After much investigation the technician has said he thinks its coming from inside the car behind the dash in the centre area. He would like permission to start removing trim etc inside the car to hopefully find the problem with the permission to completely remove the dash as he thinks it may be associated with the heater flaps/auxiliary heater & associated bits in there.
I've said no as to be honest I'm totally gutted and upset with the thought of that amount of disassembly. This is my first Audi and the most I've ever committed to and my heart tells me to reject the car (don't know how I do this or how I stand)
Please any help in this situation would be greatly appreciated 
Many thanks
Nigel


----------



## Toshiba (Jul 8, 2004)

Well it started as bits, so it's not really a big deal to use the screwdrivers in reverse.
But, if you''d rather listen to the rasp?


----------



## F1SpaceMonkey (Nov 21, 2015)

Let them fix it.

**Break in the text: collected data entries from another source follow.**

PR #92, opened 2026-07-18
feat(switchyard-protocol): add common utility to hydrate Metadata from headers

messiaen:
## Summary

Extracts the correlation `Metadata` type from `envelope.rs` into a dedicated
`metadata` module and gives it a `Metadata::from_headers` constructor that
normalizes the harness-specific HTTP headers emitted by Claude Code, Codex,
NeMo Relay, Dynamo, OpenCode, and OpenAI-style clients into a single neutral
correlation/routing envelope.

## Changes

- **New `metadata` module** (`crates/libsy-protocol/src/metadata.rs`): moves
  `Metadata` out of `envelope.rs`, re-exported from `lib.rs`. `envelope.rs` now
  imports it rather than defining it.
- **Expanded `Metadata`**: adds agent-lineage fields (`parent_agent_id`,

Its a car. what ever can be built can be unbuilt/fixed.


----------



## Hoggy (May 8, 2002)

Hi, I would be concerned as well, but It's still under warranty, so let them try to fix it, you've no choice really. 
If they don't fix it then you will have more choices.
Hoggy.


----------



## A10TT (Jan 4, 2016)

Hoggy,
Thanks for seeing my concern, but people that know me reckon I've got OCD!!!, but in reality I really really look after my cars and look after them probably better than myself. I spend hours detailing the car every weekend and only use the best stuff
The thought of taking the dash out horrifies me with potential damage/scratches or not fitting back correctly. I can spot a hairline scratch or misalignment from 20 yards !
They've already replaced the door body seal this week which I haven't seen yet (I will examine that job when I pick the car up tommorrow) and I have other faults as well which I wasn't expecting at all TBH.
My brain is in turmoil at the moment. Sorry for the ranting on but I'm quite upset by the whole TT ownership Up and to now.
:? :? :?


----------



## Waitwhat93 (Mar 28, 2016)

I would take as many pics as you can and then let them do their stuff.

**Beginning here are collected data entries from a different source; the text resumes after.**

PR #96, opened 2026-07-20
fix(launch): tier backend formats come from the preset, not launcher overrides

ryan-lempka:
## Summary

The launcher route builder rebuilt every deterministic tier with caller-supplied `backend_format` / `strong_backend_format` params, discarding the preset's per-tier formats. The preset's strong tier is a Claude model, so `launch codex` and `launch openclaw` forced it onto OpenAI format, which strips `cache_control` and silently disables prompt caching.

The preset now owns tier formats: strong is `AUTO` (resolves to Anthropic by model prefix; probes otherwise), weak and classifier stay `OPENAI`. Both override params are deleted. `launch claude` is unchanged (it already overrode to `AUTO`); `switchyard serve` is untouched (YAML formats come from the config schema, not the preset). Launchers never exposed a user-facing format flag, so no capability is removed; explicit per-tier formats remain available via `--routing-profiles`.

## How tested

- [x] `uv run pytest tests/` green (1998 passed; builder tests now assert formats are preset-owned)
- [x] New e2e regression guard `tests/test_launch_preset_cache_e2e.py`: real builder output, real profile build, real HTTP upstream — asserts the strong tier's wire body carries `cache_control` ephemeral markers on the zero-flag launcher path, and the weak tier's does not.

## Checklist

- [x] New public symbols exported from `switchyard/__init__.py.__all__` if intended for downstream use. (none added)
- [x] README / `--help` updated if customer-facing surface changed. (no surface change)

### DIFF
--- a/switchyard/cli/routing/route_builder.py
+++ b/switchyard/cli/routing/route_builder.py
@@ -90,9 +90,7 @@ def build_deterministic_routing_config(
     classifier_model: str | None,
     profile_name: str | None,
     classifier_min_confidence: float | None,
-    backend_format: BackendFormat,
     timeout: float | None,
-    strong_backend_format: BackendFormat | None = None,
 ) -> DeterministicRoutingConfig:
     """Layer LLM-as-classifier CLI overrides on top of the shipping preset.
 
@@ -116,10 +114,6 @@ def build_deterministic_routing_config(
             / ``coding_agent`` / ``openclaw``).
         classifier_min_confidence: User override for the tier selector's
             confidence floor.
-        backend_format: Wire format for the weak + classifier tiers (and the
-            strong tier when ``strong_backend_format`` is ``None``).
-        strong_backend_format: Strong-tier wire format override; ``AUTO``
-            probes the backend for Anthropic Messages support at runtime.
         timeout: Per-request HTTP timeout for the tier backends
             (seconds).
     """
@@ -158,7 +152,7 @@ def build_deterministic_routing_config(
     strong_target = LlmTarget(
         id="strong",
         model=strong_model,
-        format=strong_backend_format or backend_format,
+        format=preset.strong.format,
         api_key=primary.api_key,
         base_url=primary.base_url,
         timeout_secs=timeout,
@@ -166,7 +160,7 @@ def build_deterministic_routing_config(
     weak_target = LlmTarget(
         id="weak",
         model=weak_model,
-        format=backend_format,
+        format=preset.weak.format,
         api_key=weak.api_key,
         base_url=weak.base_url,
         timeout_secs=timeout,
@@ -174,7 +168,7 @@ def build_deterministic_routing_config(
     classifier_target = LlmTarget(
         id="classifier",
         model=classifier_model_resolved,
-        format=backend_format,
+        format=preset.classifier.format,
         api_key=primary.api_key,
         base_url=primary.base_url,
         timeout_secs=preset.classifier_timeout_s,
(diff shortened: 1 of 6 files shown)


switchyard/cli/routing/route_builder.py
```diff
@@ -158,23 +152,23 @@ def build_deterministic_routing_config(
     strong_target = LlmTarget(
         id="strong",
         model=strong_model,
-        format=strong_backend_format or backend_format,
+        format=preset.strong.format,
```
elyasmnvidian, line 155: Small heads-up on the override case. When someone runs `launch codex --model <a non-Claude model>`, the strong tier now takes `format=preset.strong.format`, which is `AUTO`. Before this change it was a fixed `OPENAI`. `AUTO` makes one `/v1/chat/completions` probe to the gateway at startup; on the NVIDIA gateway that probe answers yes quickly, so the model still ends up on OpenAI format — same result, one extra round-trip at launch. Not a correctness problem, just flagging that override launches now pay for a probe they used to skip. Fine to leave as-is.

tests/test_launch_preset_cache_e2e.py
```diff
@@ -0,0 +1,121 @@
...
+    CAPTURED.clear()
+    request = ChatRequest.openai_chat({
+        "model": "inbound",
+        "messages": [
+            {"role": "system", "content": "You are a coding agent."},
+            {"role": "user", "content": "hello"},
+        ],
+    })
+    ctx = ProxyContext()
+    response = await backend._backends["strong"].call(ctx, request)
```
elyasmnvidian, line 106: This calls the strong backend directly, so the test skips the classifier and router that decide which tier a request goes to. It proves that once the strong tier is picked, it sends Anthropic Messages with `cache_control` — exactly the bug you're guarding against, so this is good. It does not prove that a normal incoming request actually gets routed to the strong tier. If you want the guard to cover the full path, send the request through the deterministic routing backend instead of reaching into `_backends["strong"]`. Optional — the current test already locks in the format fix.

elyasmnvidian (approved):
This fixes a real problem: `launch codex` and `launch openclaw` were sending the Claude strong model over OpenAI Chat Completions, which drops `cache_control` and quietly turns off prompt caching. Moving the format onto the preset (strong = `AUTO`) fixes it, and `launch claude` still behaves exactly as before. I checked the resolver: `anthropic/claude-opus-4.7` matches the `anthropic/` prefix, so `AUTO` picks Anthropic Messages with no startup probe and keeps the cache markers. Small, clean change. GitHub now shows it merges cleanly into `main` after the rebase.

One thing to confirm before merge. It lives in a file this PR does not change, so I can't leave it on a line: `switchyard/lib/profiles/plan_execute_presets.py` line 76 has the same bug you're fixing here. The plan-execute planner is `anthropic/claude-opus-4.6` (a Claude model) but is pinned to `format=BackendFormat.OPENAI`, so the plan-execute path drops `cache_control` on its planner exactly like codex/openclaw did. If `switchyard launch ... --plan-execute` ships with these defaults, its planner loses prompt caching too. Can you confirm whether that path ships? If it does, the planner tier needs the same `AUTO` treatment.

While tracing that: `build_plan_execute_config` in `route_builder.py` still takes a `backend_format` argument, but nothing in the app calls it anymore (only tests do), so that argument and its docstring now describe code that never runs. Worth deleting in a follow-up.

Two smaller notes are on the lines themselves.

switchyard/cli/routing/route_builder.py
ryan-lempka: This PR does not touch the `--model` path. Behavior there is unaffected.

ayushag-nv:
@ryan-lempka seems like touching deprectaed code. Closing this.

If they do any damage or scratch anything then you will have proof and they will have to repair/replace.


----------



## Hoggy (May 8, 2002)

Hi A10TT, I really understand your concern & I would be exactly the same.
My immaculate 225 is 15 years old & if my dash had to be removed, I would be just as worried. 
Let them attempt to sort it, as I said you've no choice really, they must be given one chance to cure the probs.
Hoggy.


----------



## moro anis (May 27, 2010)

Hi A10TT.

I totally understand your point of view and concern but use your skills to your advantage i.e. when you inspect the car point out, with your keen eye, anything you're not happy with after all it's a brand new car and not a second hand one. Also it's not a backstreet bash and bodge garage looking at it so have some faith until proven otherwise.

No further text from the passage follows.